REQUIREMENT -> Each record below has to be printed verbatim.

··········

PR #637, opened 2019-07-09
PHPLIB-407: Support startAfter change stream option

jmikola:
https://jira.mongodb.org/browse/PHPLIB-407

Note: this does not address using the startAfter option for resuming. That will be implemented in PHPLIB-411 with the introduction of a resume token accessor method and support for postBatchResumeToken.

### DIFF
--- a/docs/includes/apiargs-MongoDBClient-method-watch-option.yaml
+++ b/docs/includes/apiargs-MongoDBClient-method-watch-option.yaml
@@ -36,6 +36,12 @@ source:
 ---
 source:
   file: apiargs-method-watch-option.yaml
+  ref: startAfter
+post: |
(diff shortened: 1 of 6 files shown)


xyxsns:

··········

COMPLETED TASK ->
PR #637, opened 2019-07-09
PHPLIB-407: Support startAfter change stream option

jmikola:
https://jira.mongodb.org/browse/PHPLIB-407

Note: this does not address using the startAfter option for resuming. That will be implemented in PHPLIB-411 with the introduction of a resume token accessor method and support for postBatchResumeToken.

### DIFF
--- a/docs/includes/apiargs-MongoDBClient-method-watch-option.yaml
+++ b/docs/includes/apiargs-MongoDBClient-method-watch-option.yaml
@@ -36,6 +36,12 @@ source:
 ---
 source:
   file: apiargs-method-watch-option.yaml
+  ref: startAfter
+post: |
(diff shortened: 1 of 6 files shown)


xyxsns:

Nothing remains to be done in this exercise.